→ Excerpted records:
PR #21022, opened 2017-12-02
.modify Command int16 limit removal

Hristiyanii:
**Changes proposed:**

-  Updated .morph command to support int64.
-

- [ ] 3.3.5

**Tests performed:*Works, tested in game.* (Does it build, tested in-game, etc.)

### DIFF
--- a/src/server/scripts/Commands/cs_modify.cpp
+++ b/src/server/scripts/Commands/cs_modify.cpp
@@ -1021,7 +1021,7 @@ public:
         if (!*args)
             return false;
 
-        uint64 display_id = (uint64)atoi((char*)args);
+        uint32 display_id = (uint32)atoi((char*)args);
 
         Unit* target = handler->getSelectedUnit();
         if (!target)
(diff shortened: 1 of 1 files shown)


src/server/scripts/Commands/cs_modify.cpp
```diff
@@ -1021,7 +1021,7 @@ class modify_commandscript : public CommandScript
         if (!*args)
             return false;
 
-        uint16 display_id = (uint16)atoi((char*)args);
+        uint64 display_id = (uint64)atoi((char*)args);
```
Shauren: It's still wrong - atoi does not return values > INT_MAX and this will cause a /W4 warning on msvc about argument truncation from uint64 to uint32 (SetDisplayId accepts uint32)

Change to uint32 and it will be good.

jackpoz:
Please take your time to test the code changes and debug them to ensure they do what you think they should do.

src/server/scripts/Commands/cs_modify.cpp
Hristiyanii: It works as off uint64 for me.

Hristiyanii: Changed (probably fixed if any issues occur) uint64 to 32

Shauren: Of course it works, it would just trigger a warning during compilation (and we want to avoid that)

→ Aim of the task: Take the entries above and copy them out exactly.

→ Response:
PR #21022, opened 2017-12-02
.modify Command int16 limit removal

Hristiyanii:
**Changes proposed:**

-  Updated .morph command to support int64.
-

- [ ] 3.3.5

**Tests performed:*Works, tested in game.* (Does it build, tested in-game, etc.)

### DIFF
--- a/src/server/scripts/Commands/cs_modify.cpp
+++ b/src/server/scripts/Commands/cs_modify.cpp
@@ -1021,7 +1021,7 @@ public:
         if (!*args)
             return false;
 
-        uint64 display_id = (uint64)atoi((char*)args);
+        uint32 display_id = (uint32)atoi((char*)args);
 
         Unit* target = handler->getSelectedUnit();
         if (!target)
(diff shortened: 1 of 1 files shown)


src/server/scripts/Commands/cs_modify.cpp
```diff
@@ -1021,7 +1021,7 @@ class modify_commandscript : public CommandScript
         if (!*args)
             return false;
 
-        uint16 display_id = (uint16)atoi((char*)args);
+        uint64 display_id = (uint64)atoi((char*)args);
```
Shauren: It's still wrong - atoi does not return values > INT_MAX and this will cause a /W4 warning on msvc about argument truncation from uint64 to uint32 (SetDisplayId accepts uint32)

Change to uint32 and it will be good.

jackpoz:
Please take your time to test the code changes and debug them to ensure they do what you think they should do.

src/server/scripts/Commands/cs_modify.cpp
Hristiyanii: It works as off uint64 for me.

Hristiyanii: Changed (probably fixed if any issues occur) uint64 to 32

Shauren: Of course it works, it would just trigger a warning during compilation (and we want to avoid that)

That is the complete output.